The efficiency of these operations is affected by many factors that are not controlled in these experiments; caching of instructions & intermediate results and server load, for example.
Maybe, just maybe, someone at Google will read this, and improve the efficiency of ScriptDB!
The Code
If you want to perform (or better yet, improve) these experiments, create a blank spreadsheet, and copy this into a new script within it. This is also available as a gist.
/**
* Run experiments to measure speed of various approaches to saving data in
* Google App Script (GAS).
*/
function testSpeed() {
var numObj = 400;
var numAttr = 10;
var doFlush = false; // Set true to activate calls to SpreadsheetApp.flush()

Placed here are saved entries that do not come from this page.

PR #6298, opened 2023-03-27
HHH-16281 Inconsistent Behaivor of L2 cache between Hibernate 5 and 6

dreab8:
https://hibernate.atlassian.net/browse/HHH-16281


sebersole (commented):
lgtm

PR #6301, opened 2023-03-27
HHH-16255 Avoid confusing logs "Executing import script"

yrodiere:
https://hibernate.atlassian.net/browse/HHH-16255

The first commit is just a cleanup, the actual change is in the second commit.


dreab8:
Instead of logging the message only when the target is the database, I would prefer to log it for all the targets adding the info about the executing target.

beikov:
I think it's fine to log only right before executing.

yrodiere:
So... ok to merge? :)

var arr = buildArray(numObj,numAttr);
var start, stop; // time catchers
var db = ScriptDb.getMyDb();
var sheet;
// Save into ScriptDB, Object at a time
deleteAll(); // Clear ScriptDB
start = new Date().getTime();
for (var i=1; i<=numObj; i++) {
db.save({type: "myObj", data:arr[i]});
}
stop = new Date().getTime();
Logger.log("Elapsed time for ScriptDB/Object test: " + (stop - start));
// Save into ScriptDB, Batch
var items = [];
// Restructure data - this is done outside the timed loop, assuming that
// the data would not be in an array if we were using this approach.

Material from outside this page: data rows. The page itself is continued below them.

PR #1582, opened 2016-03-10
added new openshift-metrics service

jdnieto:
It replaces PR #1513

### DIFF
--- a/playbooks/common/openshift-cluster/additional_config.yml
+++ b/playbooks/common/openshift-cluster/additional_config.yml
@@ -52,3 +52,5 @@
   - role: openshift_registry
     registry_volume_claim: "{{ openshift.hosted.registry.storage.volume.name }}-claim"
     when: deploy_infra | bool and attach_registry_volume | bool
+  - role: openshift_metrics
+    when: openshift.hosted.metrics.deploy | bool
--- a/playbooks/common/openshift-master/config.yml
+++ b/playbooks/common/openshift-master/config.yml
@@ -35,6 +35,14 @@
   - set_fact:
       openshift_master_debug_level: "{{ t_oo_option_master_debug_level }}"
     when: openshift_master_debug_level is not defined and t_oo_option_master_debug_level != ""
+    
+  - set_fact:
+      openshift_master_default_subdomain: "{{ lookup('oo_option', 'openshift_master_default_subdomain') | default(None) }}"
+    when: openshift_master_default_subdomain is not defined
+  - set_fact:
+      openshift_hosted_metrics_deploy: "{{ lookup('oo_option', 'openshift_hosted_metrics_deploy') | default(false, true) }}"
+    when: openshift_hosted_metrics_deploy is not defined
+    
   roles:
   - openshift_facts
   post_tasks:
--- a/roles/openshift_facts/library/openshift_facts.py
+++ b/roles/openshift_facts/library/openshift_facts.py
@@ -1576,6 +1576,22 @@ class OpenShiftFacts(object):
 
         if 'hosted' in roles or self.role == 'hosted':
             defaults['hosted'] = dict(
+                metrics=dict(
+                    deploy=False,
+                    storage=dict(
+                        kind=None,
+                        volume=dict(
+                            name='metrics',
+                            size='10Gi'
+                        ),
+                        nfs=dict(
+                            directory='/exports',
+                            options='*(rw,root_squash)'),
+                        host=None,
+                        access_modes=['ReadWriteMany'],
+                        create_pv=True
+                    )
+                ),
                 registry=dict(
                     storage=dict(
                         kind=None,
--- a/roles/openshift_metrics/README.md
+++ b/roles/openshift_metrics/README.md
@@ -1,0 +1,51 @@
+OpenShift Metrics with Hawkular
+====================
+
+OpenShift Metrics Installation
+
+Requirements
+------------
+It requires subdomain fqdn to be set.
+If persistence is enabled, then it also requires NFS 
+
+Role Variables
+--------------
+
+From this role:
+| Name                                            | Default value         |                                                             |
+|-------------------------------------------------|-----------------------|-------------------------------------------------------------|
+| openshift_hosted_metrics_deploy                 | False                 | If metrics should be deployed                               |
+| openshift_hosted_metrics_storage_nfs_directory  | /exports              | Root export directory.                                      |
+| openshift_hosted_metrics_storage_volume_name    | metrics               | Metrics volume within openshift_hosted_metrics_volume_dir   |
+| openshift_hosted_metrics_storage_volume_size    | 10Gi                  | Metrics volume size                                         |
+| openshift_hosted_metrics_storage_nfs_options    | *(rw,root_squash)     | NFS options for configured exports.                         |
+
+
+From openshift_common:
+| Name                                  | Default Value  |                                        |
+|---------------------------------------|----------------|----------------------------------------|
+| openshift_master_default_subdomain    | null           | Subdomain FQDN (Mandatory)             |
+
+
+Dependencies
+------------
+openshift_facts
+openshift_examples
+
+Example Playbook
+----------------
+
+- name: Configure openshift-metrics
+  hosts: oo_first_master
+  roles:
+  - role: openshift_metrics
+
+License
+-------
+
+Apache License, Version 2.0
+
+Author Information
+------------------
+
+Jose David Martín (j.david.nieto@gmail.com)
--- a/roles/openshift_metrics/meta/main.yaml
+++ b/roles/openshift_metrics/meta/main.yaml
@@ -1,0 +1,3 @@
+dependencies:
+- { role: openshift_examples }
+- { role: openshift_facts }
--- a/roles/openshift_metrics/tasks/main.yaml
+++ b/roles/openshift_metrics/tasks/main.yaml
@@ -1,0 +1,55 @@
+---
+- name: Copy Configuration to temporary conf
+  command: >
+    cp {{ openshift.common.config_base }}/master/admin.kubeconfig {{hawkular_tmp_conf}}
+  changed_when: false
+
+- name: Create metrics-deployer Service Account
+  shell: >
+    echo {{ deployer_service_account | to_json | quote }} |
+    {{ openshift.common.client_binary }} create
+    -n openshift-infra
+    --config={{hawkular_tmp_conf}}
+    -f -
+  register: deployer_create_service_account
+  failed_when: "'already exists' not in deployer_create_service_account.stderr and deployer_create_service_account.rc != 0"
+  changed_when: deployer_create_service_account.rc == 0
+
+- name: Create metrics-deployer Secret
+  command: >
+    {{ openshift.common.client_binary }}
+    secrets new metrics-deployer
+    nothing=/dev/null
+    -n openshift-infra
+  register: deployer_create_secret
+  failed_when: "'already exists' not in deployer_create_secret.stderr and deployer_create_secret.rc !=0"
+  changed_when: deployer_create_secret.rc == 0
+
+- name: Configure role/user permissions
+  command: >
+    {{ openshift.common.admin_binary }} {{item}}
+    --config={{hawkular_tmp_conf}}
+  with_items: "{{hawkular_permission_oc_commands}}"
+  register: hawkular_perm_task
+  failed_when: "'already exists' not in hawkular_perm_task.stderr and hawkular_perm_task.rc != 0"
+  changed_when: hawkular_perm_task.rc == 0
+
+- name: Check openshift_master_default_subdomain
+  fail: 
+    msg: "Default subdomain should be defined"
+  when: openshift.master.default_subdomain is not defined
+
+- name: Create Heapster and Hawkular/Cassandra Services
+  shell: >
+   {{ openshift.common.client_binary }} process -f \
+   /usr/share/openshift/examples/infrastructure-templates/{{ hawkular_type }}/metrics-deployer.yaml -v \
+    HAWKULAR_METRICS_HOSTNAME=hawkular-metrics.{{ openshift.master.default_subdomain }},USE_PERSISTENT_STORAGE={{ hawkular_persistence }} | \
+    {{ openshift.common.client_binary }} create -n openshift-infra -f - 
+  register: oex_heapster_services
+  failed_when: "'already exists' not in oex_heapster_services.stderr and oex_heapster_services.rc != 0"
+  changed_when: false
+
+- name: Clean temporary config file
+  command: >
+    rm -rf {{hawkular_tmp_conf}}
+  changed_when: false
--- a/roles/openshift_metrics/vars/main.yaml
+++ b/roles/openshift_metrics/vars/main.yaml
@@ -1,0 +1,19 @@
+hawkular_permission_oc_commands:
+    - policy add-role-to-user edit system:serviceaccount:openshift-infra:metrics-deployer -n openshift-infra
+    - policy add-cluster-role-to-user cluster-admin system:serviceaccount:openshift-infra:heapster
+
+deployer_service_account:
+    apiVersion: v1
+    kind: ServiceAccount
+    metadata:
+      name: metrics-deployer
+    secrets:
+    - name: metrics-deployer
+
+
+hawkular_tmp_conf: /tmp/hawkular_admin.kubeconfig
+
+hawkular_persistence: "{% if openshift.hosted.metrics.storage.kind != None %}true{% else %}false{% endif %}"
+
+hawkular_type: "{{ 'origin' if deployment_type == 'origin' else 'enterprise' }}"
+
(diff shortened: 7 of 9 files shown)


playbooks/common/openshift-cluster/additional_config.yml
```diff
@@ -54,3 +54,5 @@
   - role: openshift_registry
     registry_volume_claim: "{{ openshift.hosted.registry.storage.volume.name }}-claim"
     when: deploy_infra | bool and attach_registry_volume | bool
+  - role: openshift_metrics
+    when: use_openshift_metrics | bool
```
detiber: @abutcher can you make recommendations to tie this into the persistent storage work...  then this condition could be:
```
when: deploy_infra | bool and attach_metrics_volumes | bool
```

roles/openshift_facts/library/openshift_facts.py
```diff
@@ -395,6 +395,23 @@ def set_metrics_facts_if_unset(facts):
...
+            facts (dict): existing facts
+        Returns:
+            dict: the facts dict updated with the generated openshift metrics
+            facts if they were not already present
+
+    """
+    if 'common' in facts:
+        if 'use_cluster_metrics_hawkular' not in facts['common']:
+            use_cluster_metrics_hawkular = False
+            facts['common']['use_cluster_metrics_hawkular'] = use_cluster_metrics_hawkular
```
detiber: A few suggestions here:
- Since this is a static "fact", it should be set in the get_defaults method. set_*_if_unset methods were originally introduced to solve setting facts based on the runtime value of other facts and has since been used for simple facts (which we are working on cleaning up).
- From the previous use, it looks like use_cluster_metrics_hawkular should be use_openshift_metrics. I'm not a huge fan of that naming though...  possibly openshift_hosted_metrics_deploy=True/False for the user exposed variable, and the fact could be openshift.hosted.metrics.deploy ? @abutcher

roles/openshift_metrics/meta/main.yaml
```diff
@@ -0,0 +1,2 @@
+dependencies:
+- role: openshift_examples
```
detiber: Will need a dependency on openshift_facts as well.

detiber:
ok to test

detiber:
@dak1n1 @tstclair @jerms @simon3z  relevant to your interests

@abutcher ptal

roles/openshift_facts/library/openshift_facts.py
jdnieto: I'm not sure I understand well the first suggestion.

abutcher: @jdnieto Rather than creating a `set_openshift_metrics_facts_if_unset` function, @detiber is saying that we should move the fact setting to `get_defaults`.

simon3z:
@cben can you give this a try?

cben:
Already looking at it.

playbooks/common/openshift-cluster/additional_config.yml
abutcher: To integrate metrics with persistent storage, take a look at the variables we can set in the [BYO inventories](https://github.com/openshift/openshift-ansible/blob/master/inventory/byo/hosts.ose.example#L224-L256) and also take a look at this PR https://github.com/openshift/openshift-ansible/pull/1173.

We would want to provide a set of metrics variables in the example inventories similar to the registry variables. If present in the inventory, anything beginning with `openshift_hosted*` variable is persisted by [this call to openshift_facts](https://github.com/openshift/openshift-ansible/blob/master/roles/openshift_common/tasks/main.yml#L41-L46). [Defaults for these variables](https://github.com/openshift/openshift-ansible/blob/master/roles/openshift_facts/library/openshift_facts.py#L1332-L1348) are set in `openshift_facts`.


For example,

```
openshift_hosted_metrics_storage_kind=nfs
openshift_hosted_metrics_storage_nfs_directory=/exports
openshift_hosted_metrics_storage_volume_name=metrics
openshift_hosted_metrics_storage_access_modes=['ReadWriteMany']
```

These variables are persisted in the facts dictionary like this:

```
facts['openshift']['hosted']['metrics']['storage']['kind'] = 'nfs'
facts['openshift']['hosted']['metrics']['storage']['nfs']['directory'] = '/exports'
...
```

An nfs host is configured via the `openshift_storage_nfs` role which makes use of these variables to create volumes. This role currently only creates a registry volume and would need to be extended to create a metrics volume.

In the [additional cluster config playbook](https://github.com/openshift/openshift-ansible/blob/master/playbooks/common/openshift-cluster/additional_config.yml), we process hostvars with `oo_persistent_volumes` and `oo_persistent_volume_claims` filters to return a list of persistent volumes and claims to create. Both filters are component agnostic and look at `openshift_hosted*` persisted facts to determine which volumes and claims to make. Using the variables above, we'd end up with a `metrics-volume` PV and `metrics-claim` PVC and we can use these when deploying metrics.

cben:
Tried this.  Full details: https://gist.github.com/cben/6101fbb918d2a751796c
- Good: The services are all running.
- Bad: `metricsPublicURL` in `master-config.yaml` was missing.  Easy to fix.
- Bad: https://metrics4-master-d780a.example.com/hawkular/metrics and https://metrics4-master-d780a.example.com/hawkular/metrics/status don't respond.  Got stuck here, don't know how to debug.

I assume this is the relevant route?
```
[openshift@metrics4-master-d780a ~]$ oc describe route -n openshift-infra
Name:           hawkular-metrics
Created:        4 hours ago
Labels:         metrics-infra=support
Annotations:        <none>
Requested Host:     hawkular-metrics.example.com
              exposed on router router 3 hours ago
Path:           <none>
TLS Termination:    passthrough
Insecure Policy:    <none>
Service:        hawkular-metrics
Endpoint Port:      <all endpoint ports>
Endpoints:      10.1.2.2:8443
```
Is it suspicious that `hawkular-metrics.example.com` doesn't resolve on DNS?
Sending `Host: hawkular-metrics.example.com` to the master doesn't help - master is not even listening on port 443 (nor 80).

roles/openshift_metrics/vars/main.yaml
```diff
@@ -0,0 +1,19 @@
+hawkular_tasks:
```
cben: To a naive reader (e.g. me), "tasks" sounds like these would be ansible tasks.
Perhaps rename to "hawkular_permission_oc_commands"?

roles/openshift_metrics/tasks/main.yaml
```diff
@@ -0,0 +1,50 @@
...
+- name: Configure role/user permissions
+  command: >
+    {{ openshift.common.admin_binary }} {{item}}
+    --config={{hawkular_tmp_conf}}
+  with_items: "{{hawkular_tasks}}"
+  register: hawkular_perm_task
+  failed_when: "'already exists' not in hawkular_perm_task.stderr and hawkular_perm_task.rc != 0"
+  changed_when: hawkular_perm_task.rc == 0
+
+- name: Create Heapster Services
```
cben: Perhaps call this "Create Heapster and Cassandra services"?
IIUC "Heapster Services" doesn't necessarily imply cassandra, eg. origin-metrics README documents "Deploying Only Heapster" vs "Deploying all of the Metrics Components".

jdnieto:
@cben it's supposed that "metricsPublicUrl" points to hawkular-metrics route:
`[openshift@flynn-master-0 ~]$ oc get route
NAME               HOST/PORT                      PATH      SERVICE            LABELS                  INSECURE POLICY   TLS TERMINATION
hawkular-metrics   hawkular-metrics.example.com             hawkular-metrics   metrics-infra=support                     passthrough
`
This route will redirect to hawkular-metrics service which have the HTTPS port
`[openshift@flynn-master-0 ~]$ oc get svc
NAME                       CLUSTER_IP       EXTERNAL_IP   PORT(S)                               SELECTOR                  AGE
hawkular-cassandra         172.30.246.19    <none>        9042/TCP,9160/TCP,7000/TCP,7001/TCP   type=hawkular-cassandra   6h
hawkular-cassandra-nodes   None             <none>        9042/TCP,9160/TCP,7000/TCP,7001/TCP   type=hawkular-cassandra   6h
hawkular-metrics           172.30.249.125   <none>        443/TCP                               name=hawkular-metrics     6h
heapster                   172.30.145.253   <none>        80/TCP                                name=heapster             6h
`

playbooks/common/openshift-cluster/additional_config.yml
jdnieto: Working on it

roles/openshift_metrics/meta/main.yaml
jdnieto: Done! Will be reflected in next commit

roles/openshift_metrics/vars/main.yaml
jdnieto: Ok, changed in future commit

roles/openshift_metrics/tasks/main.yaml
jdnieto: Ok, changed in future commit

detiber:
@jdnieto @cben is example.com also the same domain used for the master/node fqdns? If so, that would be a problem. You will want the application domain used by the router to be disjoint from the one used by the host infrastructure, otherwise there is a conflict when using the wildcard on the router.

jdnieto:
@detiber, do you consider is good to change default "hawkular-metrics.example.com" to "hawkular-metrics.metricsample.com"?

detiber:
@jdnieto works for me, I just know that example.com will conflict with a lot of test environments, especially ones that were originally based off of https://github.com/openshift/training

abutcher:
Would we not want to require that the metrics hostname be provided by the user so there aren't any surprises @detiber @jdnieto ?

jdnieto:
The metrics hostname is optional, can be configured passing an option, but defaults relay on hawkular-metrics.example.com. Should be changed to be required instead of optional?

abutcher:
The [docs say that the hostname is required](https://docs.openshift.com/enterprise/3.1/install_config/cluster_metrics.html#deployer-template-parameters) and changing the hostname would mean redeploying metrics. I think we should make sure that it has been explicitly set up front.

detiber:
+1 to setting it upfront...  that or if openshift_master_default_subdomain is set then we could default to `"hawkular_metrics.{{ openshift.master.default.subdomain }}"`

cben:
> is example.com also the same domain used for the master/node fqdns?

Yes, my hosts are:
```
metrics4-master-d780a.example.com
metrics4-node-infra-48f49.example.com
metrics4-node-compute-0e7b2.example.com
metrics4-node-compute-0e7b2.example.com
```
as created by `bin/cluster -v create libvirt metrics4 --option use_openshift_metrics=true`.
(They're resolvable both inside and outside thanks to
```
> cat /etc/NetworkManager/dnsmasq.d/libvirt_dnsmasq.conf
server=/example.com/192.168.55.1
```
as recommended in README_libvirt.md.)

Gonna test with `openshift_master_default_subdomain`.  BTW, use `hawkular-metrics.{{...}}` rather than `hawkular_metrics.{{...}}` (underscore is somewhat-working-but-not-quite-legal in host names).

jdnieto:
Reactor almost done.

jdnieto:
@detiber It looks good now?

playbooks/common/openshift-master/config.yml
```diff
@@ -69,6 +73,11 @@
       openshift_env:
         openshift_hosted_registry_storage_kind: 'nfs'
     when: openshift_hosted_registry_storage_kind is not defined and groups.oo_nfs_to_config is defined and groups.oo_nfs_to_config | length > 0
+  - openshift_facts:
```
detiber: you probably want to push this openshift_facts call down into the openshift_metrics role instead of doing it in this playbook.

you will however want to do a set_fact for openshift_hosted_metrics_deploy using the oo_option lookup if openshift_hosted_metrics_deploy is not defined still....

playbooks/common/openshift-master/config.yml
```diff
@@ -69,6 +73,11 @@
       openshift_env:
         openshift_hosted_registry_storage_kind: 'nfs'
     when: openshift_hosted_registry_storage_kind is not defined and groups.oo_nfs_to_config is defined and groups.oo_nfs_to_config | length > 0
```
detiber: @abutcher we probably want to set the default for openshift_hosted_registry_storage_kind somewhere outside of this playbook....   possibly in the openshift_storage_nfs role when creating the pvs?

roles/openshift_storage_nfs/defaults/main.yml
```diff
@@ -8,6 +8,14 @@ openshift:
           options: "*(rw,root_squash)"
         volume:
           name: "registry"
+    metrics:
```
detiber: should probably set `kind: nfs` here as well.

detiber:
@abutcher can you review the storage related parts of this PR?

playbooks/common/openshift-master/config.yml
abutcher: @detiber I was moving it into openshift_master_facts in the delegate refactor since we're interacting with masters to create these

detiber: @abutcher that works, I'm assuming you are running those steps using the oo_masters_to_config group and doing a limit of 1 then?

abutcher: @detiber Yep and this future group leak will use a var representing the list of nfs hosts | default([]).

abutcher: We probably want to set `openshift_hosted_metrics_storage_kind: 'nfs'` when an nfs host group is defined.

abutcher:
Storage related changes are heading in the right direction. `roles/openshift_storage_nfs/tasks/main.yml` contains a few registry specific directory creates that will need to be duplicated/extended to include metrics. I'm also not sure that we'll end up using the correct persistent volumes when we do the deploy unless we attach them ourselves?

jdnieto:
@detiber @abutcher  updated.
About persistent-volumes, in openshift-metrics, I think is better not to be automatic deployed. I think is better to create manually pv and pvc to ensure the use of the correct pv.

jdnieto:
@detiber Can be reviewed?

detiber:
@abutcher ptal

roles/openshift_metrics/tasks/main.yaml
```diff
@@ -0,0 +1,55 @@
...
+    {{ openshift.common.admin_binary }} {{item}}
+    --config={{hawkular_tmp_conf}}
+  with_items: "{{hawkular_permission_oc_commands}}"
+  register: hawkular_perm_task
+  failed_when: "'already exists' not in hawkular_perm_task.stderr and hawkular_perm_task.rc != 0"
+  changed_when: hawkular_perm_task.rc == 0
+
+- name: Check openshift_master_default_subdomain
+  fail: 
+    msg: "Default subdomain should be defined"
```
enoodle: Shouldn't this fail? Or print a more erroneous message to help debug this situation?

jdnieto: @enoodle Yes, it should fail if openshift_master_default_subdomain is not defined.
I think error message is self-explanatory, but if you want it will be more clearly can be added needed variable.

enoodle: Thank you, its ok. I didn't understand that msg belonged to fail.

simon3z:
@detiber @enoodle IIUC we can tweak `USE_PERSISTENT_STORAGE` but not `METRIC_DURATION` which is critical for us.
Do you think it will be possible to be added?

Also the (soon?) coming `METRIC_RESOLUTION` is also really important: https://github.com/openshift/origin-metrics/issues/101

roles/openshift_metrics/README.md
```diff
@@ -0,0 +1,50 @@
...
+------------
+For NFS storage:
+
+Example Playbook
+----------------
+
+- name: Configure nfs hosts
+  hosts: oo_nfs_to_config
+  roles:
+  - role: openshift_storage_nfs
```
abutcher: Please update README for this role in "Dependencies" and "Example Playbook"

abutcher:
@detiber @jdnieto Once this has been rebased and the README has been updated, I think this will be ready to test/merge.

enoodle:
@simon3z ```METRIC_DURATION``` can be added like ```USE_PERSISTENT_STORAGE```, Unless I missed something. We will probably want to set it from the inventory file.

detiber:
@simon3z @enoodle We can do a followup PR to address those settings.

simon3z:
> @simon3z @enoodle We can do a followup PR to address those settings.

:+1: but let's keep note of that (maybe open an issue?)

jdnieto:
Rebased

roles/openshift_facts/library/openshift_facts.py
```diff
@@ -1576,6 +1576,22 @@ def get_defaults(self, roles, deployment_type):
...
+                        size='10Gi'
+                    ),
+                    nfs=dict(
+                        directory='/exports',
+                        options='*(rw,root_squash)'),
+                    host=None,
+                    access_modes=['ReadWriteMany'],
+                    create_pv=True
+                )
+            ),
```
abutcher: Jenkins is reporting indentation issues in this area.

jdnieto:
@abutcher Solved

abutcher:
aos-ci-test

detiber:
@brenton

detiber:
@simon3z issue for tracking the additional features is here: https://github.com/openshift/openshift-ansible/issues/1780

for (var obj=1; obj<=numObj; obj++) {
var thisObj = new Object();
for (var attr=0; attr < numAttr; attr++) {
thisObj[arr[0][attr]] = arr[obj][attr];
}
items.push(thisObj);
}
deleteAll(); // Clear ScriptDB
start = new Date().getTime();
db.saveBatch(items, false);
stop = new Date().getTime();
Logger.log("Elapsed time for ScriptDB/Batch test: " + (stop - start));
// Save into Spreadsheet, Object at a time
sheet = SpreadsheetApp.getActive().getActiveSheet().clear();
start = new Date().getTime();
for (var row=0; row<=numObj; row++) {
var values = [];
values.push(arr[row]);
sheet.getRange(row+1, 1, 1, numAttr).setValues(values);
if (doFlush) SpreadsheetApp.flush();
}
stop = new Date().getTime();
Logger.log("Elapsed time for Spreadsheet/Object test: " + (stop - start));
// Save into Spreadsheet, Attribute at a time
sheet = SpreadsheetApp.getActive().getActiveSheet().clear();
start = new Date().getTime();
for (var row=0; row<=numObj; row++) {
for (var cell=0; cell<numAttr; cell++) {
sheet.getRange(row+1, cell+1, 1, 1).setValue(arr[row][cell]);
if (doFlush) SpreadsheetApp.flush();
}
}
stop = new Date().getTime();
Logger.log("Elapsed time for Spreadsheet/Attribute test: " + (stop - start));
// Save into Spreadsheet, Bulk
sheet = SpreadsheetApp.getActive().getActiveSheet().clear();
start = new Date().getTime();
sheet.getRange(1, 1, numObj+1, numAttr).setValues(arr);
if (doFlush) SpreadsheetApp.flush();
stop = new Date().getTime();
Logger.log("Elapsed time for Spreadsheet/Bulk test: " + (stop - start));
}
/**
* Create a two-dimensional array populated with 'numObj' rows of 'numAttr' cells.
*/
function buildArray(numObj,numAttr) {
numObj = numObj | 400;
numAttr = numAttr | 10;
var array = [];
for (var obj = 0; obj <= numObj; obj++) {
array[obj] = [];
for (var attr = 0; attr < numAttr; attr++) {
var value;
if (obj == 0) {
// Define attribute names / column headers
value = "Attr"+attr;
}
else {
value = ((attr % 2) == 0) ? "This is a reasonable sized string for testing purposes, not too long, not too short." : Number.MAX_VALUE;
}
array[obj].push(value);
}
}
return array
}
function deleteAll() {
var db = ScriptDb.getMyDb();
while (true) {
var result = db.query({}); // get everything, up to limit
if (result.getSize() == 0) {
break;
}
while (result.hasNext()) {
var item = result.next()
db.remove(item);
}
}
}
ScriptDB has been deprecated. Do not use.